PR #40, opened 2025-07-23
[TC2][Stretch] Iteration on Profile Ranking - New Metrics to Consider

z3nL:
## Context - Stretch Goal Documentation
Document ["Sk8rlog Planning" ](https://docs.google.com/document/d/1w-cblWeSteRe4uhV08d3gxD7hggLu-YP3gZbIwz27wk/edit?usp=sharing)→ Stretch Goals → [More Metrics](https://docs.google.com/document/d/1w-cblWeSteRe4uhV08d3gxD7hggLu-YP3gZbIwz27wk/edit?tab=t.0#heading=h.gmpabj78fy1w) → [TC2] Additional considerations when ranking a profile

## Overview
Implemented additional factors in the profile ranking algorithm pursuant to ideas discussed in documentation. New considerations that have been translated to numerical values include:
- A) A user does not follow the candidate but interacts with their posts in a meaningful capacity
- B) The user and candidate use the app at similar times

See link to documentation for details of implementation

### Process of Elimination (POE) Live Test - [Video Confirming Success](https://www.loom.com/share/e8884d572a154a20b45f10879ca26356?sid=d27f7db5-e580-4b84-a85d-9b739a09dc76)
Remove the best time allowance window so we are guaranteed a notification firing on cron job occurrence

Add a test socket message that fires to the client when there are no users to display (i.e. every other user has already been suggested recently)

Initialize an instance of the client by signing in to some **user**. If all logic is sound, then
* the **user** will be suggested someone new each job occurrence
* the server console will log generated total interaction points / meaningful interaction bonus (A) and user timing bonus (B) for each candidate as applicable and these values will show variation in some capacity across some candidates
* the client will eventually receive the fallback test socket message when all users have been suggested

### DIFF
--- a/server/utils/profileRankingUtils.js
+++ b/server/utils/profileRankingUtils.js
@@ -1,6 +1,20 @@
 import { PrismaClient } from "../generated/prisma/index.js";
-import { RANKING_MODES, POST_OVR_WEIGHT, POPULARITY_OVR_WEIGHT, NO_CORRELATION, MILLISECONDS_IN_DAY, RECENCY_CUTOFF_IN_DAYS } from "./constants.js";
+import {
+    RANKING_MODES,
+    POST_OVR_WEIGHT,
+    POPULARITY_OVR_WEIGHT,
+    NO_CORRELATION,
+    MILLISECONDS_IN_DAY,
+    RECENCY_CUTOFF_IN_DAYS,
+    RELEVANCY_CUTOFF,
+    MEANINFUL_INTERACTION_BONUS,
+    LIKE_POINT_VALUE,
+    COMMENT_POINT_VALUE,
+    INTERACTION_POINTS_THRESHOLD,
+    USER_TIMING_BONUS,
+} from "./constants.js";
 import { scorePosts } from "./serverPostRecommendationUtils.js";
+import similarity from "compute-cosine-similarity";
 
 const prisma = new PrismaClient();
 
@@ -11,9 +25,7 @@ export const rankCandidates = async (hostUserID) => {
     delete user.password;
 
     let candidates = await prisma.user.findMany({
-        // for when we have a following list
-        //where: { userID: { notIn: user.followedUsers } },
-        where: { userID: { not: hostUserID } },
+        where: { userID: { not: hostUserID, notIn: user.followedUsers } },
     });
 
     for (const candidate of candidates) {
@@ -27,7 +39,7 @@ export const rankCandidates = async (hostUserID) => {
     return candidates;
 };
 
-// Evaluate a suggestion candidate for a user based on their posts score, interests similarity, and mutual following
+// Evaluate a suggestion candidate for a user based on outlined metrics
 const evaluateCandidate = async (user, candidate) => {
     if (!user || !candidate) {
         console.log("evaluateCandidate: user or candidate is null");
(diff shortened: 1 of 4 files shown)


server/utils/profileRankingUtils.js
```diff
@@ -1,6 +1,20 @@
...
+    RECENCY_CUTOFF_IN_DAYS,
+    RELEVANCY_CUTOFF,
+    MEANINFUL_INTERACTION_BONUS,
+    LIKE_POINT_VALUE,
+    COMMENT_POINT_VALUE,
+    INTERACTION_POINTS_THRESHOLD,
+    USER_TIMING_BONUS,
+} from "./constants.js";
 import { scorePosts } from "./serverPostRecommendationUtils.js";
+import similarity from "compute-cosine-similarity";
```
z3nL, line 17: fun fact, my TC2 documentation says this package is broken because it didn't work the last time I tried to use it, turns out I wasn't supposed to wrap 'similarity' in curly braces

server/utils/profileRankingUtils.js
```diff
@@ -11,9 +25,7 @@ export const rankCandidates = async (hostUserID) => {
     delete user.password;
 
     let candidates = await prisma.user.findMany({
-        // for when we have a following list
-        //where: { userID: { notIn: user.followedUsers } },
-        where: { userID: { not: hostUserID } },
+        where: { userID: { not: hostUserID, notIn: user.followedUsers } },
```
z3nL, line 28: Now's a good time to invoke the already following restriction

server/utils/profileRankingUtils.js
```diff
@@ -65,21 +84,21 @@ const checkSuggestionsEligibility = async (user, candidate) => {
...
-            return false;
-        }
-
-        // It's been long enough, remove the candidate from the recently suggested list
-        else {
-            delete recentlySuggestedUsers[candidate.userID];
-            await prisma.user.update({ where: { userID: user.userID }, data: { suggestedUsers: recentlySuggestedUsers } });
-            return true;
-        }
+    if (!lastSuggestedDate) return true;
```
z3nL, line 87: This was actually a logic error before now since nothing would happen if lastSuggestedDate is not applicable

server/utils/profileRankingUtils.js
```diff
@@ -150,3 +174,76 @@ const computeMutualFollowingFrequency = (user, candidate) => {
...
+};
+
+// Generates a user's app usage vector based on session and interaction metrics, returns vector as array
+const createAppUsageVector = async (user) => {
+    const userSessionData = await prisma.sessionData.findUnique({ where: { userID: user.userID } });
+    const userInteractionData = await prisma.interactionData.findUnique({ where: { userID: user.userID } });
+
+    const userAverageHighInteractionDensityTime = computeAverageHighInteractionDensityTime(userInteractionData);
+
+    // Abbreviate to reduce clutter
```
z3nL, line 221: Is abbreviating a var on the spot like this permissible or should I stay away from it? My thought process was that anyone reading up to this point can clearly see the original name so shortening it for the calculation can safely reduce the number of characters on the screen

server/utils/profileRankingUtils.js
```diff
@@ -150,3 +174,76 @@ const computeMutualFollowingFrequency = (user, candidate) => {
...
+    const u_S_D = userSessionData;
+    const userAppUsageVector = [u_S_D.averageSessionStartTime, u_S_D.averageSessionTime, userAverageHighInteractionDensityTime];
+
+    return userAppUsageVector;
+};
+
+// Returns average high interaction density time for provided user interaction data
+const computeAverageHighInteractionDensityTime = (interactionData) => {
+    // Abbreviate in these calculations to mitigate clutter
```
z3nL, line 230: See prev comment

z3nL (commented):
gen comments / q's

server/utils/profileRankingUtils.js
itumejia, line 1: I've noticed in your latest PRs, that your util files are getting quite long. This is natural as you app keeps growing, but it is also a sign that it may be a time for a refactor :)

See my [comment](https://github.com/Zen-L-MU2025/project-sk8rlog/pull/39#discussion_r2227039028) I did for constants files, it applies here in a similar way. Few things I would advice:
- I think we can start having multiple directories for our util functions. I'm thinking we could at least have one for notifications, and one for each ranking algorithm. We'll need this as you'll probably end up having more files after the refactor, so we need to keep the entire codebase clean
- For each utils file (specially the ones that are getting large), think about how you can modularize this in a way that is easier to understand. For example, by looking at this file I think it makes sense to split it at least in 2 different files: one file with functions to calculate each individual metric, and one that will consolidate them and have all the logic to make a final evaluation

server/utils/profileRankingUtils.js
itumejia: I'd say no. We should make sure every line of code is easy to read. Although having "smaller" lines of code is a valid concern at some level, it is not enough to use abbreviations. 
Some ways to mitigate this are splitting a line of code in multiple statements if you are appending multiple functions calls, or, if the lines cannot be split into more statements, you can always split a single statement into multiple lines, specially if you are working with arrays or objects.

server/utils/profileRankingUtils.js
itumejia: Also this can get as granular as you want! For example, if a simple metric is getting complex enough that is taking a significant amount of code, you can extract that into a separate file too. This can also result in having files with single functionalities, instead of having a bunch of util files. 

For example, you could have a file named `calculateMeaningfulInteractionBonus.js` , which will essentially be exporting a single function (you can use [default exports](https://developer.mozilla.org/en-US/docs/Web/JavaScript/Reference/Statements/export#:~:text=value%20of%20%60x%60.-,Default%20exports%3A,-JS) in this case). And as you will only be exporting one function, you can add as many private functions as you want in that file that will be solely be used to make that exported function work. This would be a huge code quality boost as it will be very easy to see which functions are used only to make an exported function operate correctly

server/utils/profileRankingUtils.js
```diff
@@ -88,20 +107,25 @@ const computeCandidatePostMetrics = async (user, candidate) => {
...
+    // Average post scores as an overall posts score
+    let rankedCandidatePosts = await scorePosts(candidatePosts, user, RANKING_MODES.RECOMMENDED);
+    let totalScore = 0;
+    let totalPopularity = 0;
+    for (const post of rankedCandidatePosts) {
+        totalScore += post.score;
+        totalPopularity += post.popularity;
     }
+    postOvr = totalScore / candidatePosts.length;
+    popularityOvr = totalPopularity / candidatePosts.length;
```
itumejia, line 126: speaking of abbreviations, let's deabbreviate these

- _What you are asked to do_:
Bring together each line above where the string "length" turns up.

- _Task result_:
+    postOvr = totalScore / candidatePosts.length;
+    popularityOvr = totalPopularity / candidatePosts.length;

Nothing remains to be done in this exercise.